We postulate that the good antibacterial activity of the varnish coatings was observed only after 24 h because during this period, more FA molecules migrated from the polymer network to the surface. Nevertheless, in each case, the better results were noted for the FA-based samples than for the reference samples (i.e., V-1/0, V-3/0, and V-5/0).

4. Conclusions

New antimicrobial polymeric varnish coatings were prepared via the UV crosslinking process of a (meth)acrylic/styrene copolymer syrup modified with a crosslinking monomer (PETIA), a radical photoinitiator (HAP), and ferulic acid (FA). Mechanical and optical properties as well as antibacterial activity (against Staphylococcus epidermidis) of the coatings were tested. Moreover, the influence of the acid on the kinetics of the photocrosslinking process was investigated. The highest antimicrobial activity was demonstrated by the coating after 24 h and depended on FA and HAP concentrations; the best results were registered for the systems containing 0.9 wt. part and 3 wt. parts of these components, respectively (99% reduction in bacteria).

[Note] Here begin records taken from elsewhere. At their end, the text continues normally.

PR #7643, opened 2026-09-02
Reduce allocations in Effect primitives and fibers

tim-smart:
## Summary

- size Effect, Exit, Option, and Result primitives with constructor functions instead of `Object.create`
- replace retained `arguments` objects in Async, Iterator, and OnExit with named fields
- add dedicated Map and As primitives to remove closure and intermediate primitive allocations
- share context-derived fiber state per `cacheRoot`
- replace the supervised-child observer closure with a parent back-reference

The five commits are independent to make review and selective landing easier. This is an early-review PR, with the runtime and context changes called out for extra scrutiny.

## Measurements

On Node 26.7 without pointer compression:

- Effect and data primitives retain 30-65% less memory (`Effect.map`: 208 B to 72 B; exits and `Option.some` / `Result.succeed`: 56 B to 32 B)
- live supervised fibers retain 48% less memory (731 B to 379 B)
- fork/join is 15-25% faster in interleaved A/B runs
- the sequential flatMap run loop is unchanged within measurement noise

## Follow-ups worth considering

- make `_observers` lazy now that supervised children no longer allocate one; most fibers never gain an observer
- apply dedicated primitives selectively to hot combinators that still create closures through `flatMap`, especially `tap`, `mapError`, and `andThen`
- remove the now-unused `single: false` branch from `makePrimitive`
- keep the memory benchmark as a repeatable runtime benchmark so future representation changes can be checked against both retained bytes and CPU

The context cache and parent cleanup are the highest-risk parts of this PR. In particular, review should verify cache invalidation for every `fiberCached` context key and cleanup ordering for interrupted supervised children.

## Verification

- full Effect suite: 9,104 tests passed on the originating branch
- targeted Effect, Fiber, Context, Option, and Result tests: 368 passed locally
- `pnpm check`
- `pnpm lint`

Closes EFF-1036

### DIFF
--- a/packages/effect/src/internal/effect.ts
+++ b/packages/effect/src/internal/effect.ts
@@ -520,6 +520,7 @@ export class FiberImpl<A = any, E = any> implements Fiber.Fiber<A, E> {
     this._yielded = undefined
     this._running = false
     this._deferredInterrupt = false
+    this._parent = undefined
     this.runtimeMetrics?.recordFiberStart(this.context)
   }
 
@@ -536,6 +537,7 @@ export class FiberImpl<A = any, E = any> implements Fiber.Fiber<A, E> {
   _yielded: Exit.Exit<any, any> | (() => void) | undefined
   _running: boolean
   _deferredInterrupt: boolean
+  _parent: FiberImpl<any, any> | undefined
 
   // set in setContext
   context!: Context.Context<never>
@@ -638,6 +640,10 @@ export class FiberImpl<A = any, E = any> implements Fiber.Fiber<A, E> {
 
     this._exit = exit
     this.runtimeMetrics?.recordFiberEnd(this.context, this._exit)
+    if (this._parent) {
+      this._parent._children?.delete(this)
+      this._parent = undefined
+    }
     for (let i = 0; i < this._observers.length; i++) {
       this._observers[i](exit)
     }
@@ -1453,11 +1459,24 @@ export const as: {
   <A, E, R, B>(
     self: Effect.Effect<A, E, R>,
     value: B
-  ): Effect.Effect<B, E, R> => {
-    const b = succeed(value)
-    return flatMap(self, (_) => b)
-  }
+  ): Effect.Effect<B, E, R> => new (AsImpl as any)(self, succeed(value))
 )
+
+const AsProto = makePrimitiveProto({
+  op: "As",
+  [evaluate](this: any, fiber: FiberImpl): Primitive {
+    fiber._stack.push(this)
+    return this[args]
+  },
+  [contA](this: any, _value, _fiber) {
+    return this.exit
+  }
+})
+function AsImpl(this: any, self: any, exit: any) {
+  this[args] = self
+  this.exit = exit
+}
+AsImpl.prototype = AsProto
 
 /** @internal */
 export const asSome = <A, E, R>(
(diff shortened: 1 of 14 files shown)


packages/effect/src/internal/effect.ts
```diff
@@ -536,18 +537,39 @@ export class FiberImpl<A = any, E = any> implements Fiber.Fiber<A, E> {
...
-  currentSpan: Tracer.AnySpan | undefined
-  currentLogLevel!: LogLevel.LogLevel
-  minimumLogLevel!: LogLevel.LogLevel
-  currentStackFrame: StackFrame | undefined
-  runtimeMetrics: Metric.FiberRuntimeMetricsService | undefined
-  maxOpsBeforeYield!: number
-  currentPreventYield!: boolean
+  _ctxCache!: FiberContextCache
+
+  get currentScheduler(): Scheduler.Scheduler {
```
tim-smart: This can be a breaking change by removing these getters and having a fiber.cache property on the public interface.

tim-smart: Done in 858095791f: removed the getters and exposed the shared cache as `fiber.cache` (`Fiber.Cache` interface: `scheduler`, `tracerContext`, `span`, `logLevel`, `minimumLogLevel`, `stackFrame`, `runtimeMetrics`, `maxOpsBeforeYield`, `preventYield`). Updated all in-repo readers (Scheduler, ManagedRuntime, request batching, Otlp logger/tracer, opentelemetry), the Logger migration annotation, and added a changeset noting the breaking interface change. Same commit also dedupes the identical continuation `evaluate` bodies to claw back some of the bundle-size increase.

tim-smart:
## Memory results (branch @ 7f66db7 vs main @ de7774f)

Node v26.7 official build (no pointer compression). Retained bytes per object: `heapUsed` after 3 forced GCs, 0.5-1M objects held live in a preallocated array. Benchmark scripts are attached to EFF-1036.

| allocation | main | this PR | change |
|---|---|---|---|
| `Effect.succeed` / exit | 56 B | 32 B | -43% |
| `Effect.flatMap` | 112 B | 72 B | -36% |
| `Effect.map` | 208 B | 80 B | -62% |
| `Effect.tap` / `Effect.andThen` | 152 B | 48 B | -68% |
| `Effect.sync` | 152 B | 128 B | -16% |
| `Effect.gen` (unexecuted) | 312 B | 280 B | -10% |
| `Effect.fail` | 208 B | 184 B | -12% |
| `Option.some` / `Result.succeed` | 56 B | 32 B | -43% |
| `Deferred.makeUnsafe` | 56 B | 40 B | -29% |
| live supervised fiber (`forkChild` + `never`) | 731 B | 347 B | -53% |

For scale: 100k suspended supervised fibers retain ~35 MB instead of ~73 MB.

## GC impact

Mixed request workload (`gen` + `forkChild` + `Deferred` + `tap`/`map`/`andThen` + `scoped`), 360k requests per run, no forced GC, GC activity recorded via `perf_hooks`, main and PR interleaved for 3 rounds:

| metric | main | this PR |
|---|---|---|
| minor GCs (scavenges) | 108-109 | 84-86 (-21%) |
| major GCs | 5 | 5 |
| incremental steps | 5 | 5 |
| total GC pause | 49-51 ms | 45-48 ms |
| wall time | 1316-1332 ms | 1206-1216 ms (-8%) |

The scavenge count is the direct signal: with the same new-space size, ~21% fewer minor collections means ~21% fewer transient bytes allocated per request. Old-generation behavior is unchanged (same major/incremental counts); the retained-size wins above show up as a smaller old-gen live set instead. GC pause stays ~3.8% of wall time on both sides, but the wall itself is 8% shorter.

Arguably, it resulted from the limited crosslinking density of the polymer network and the ability of the acid to migrate to the surface layer of the coatings. Although FA is known as an antioxidant, photo-DSC studies revealed its beneficial effect on the photocrosslinking process (FA increases monomer conversion and inhibits retarding phenomena). This acid addition positively influences the adhesion of the varnish coatings to a glass substrate and does not deteriorate their gloss or DOI parameter values.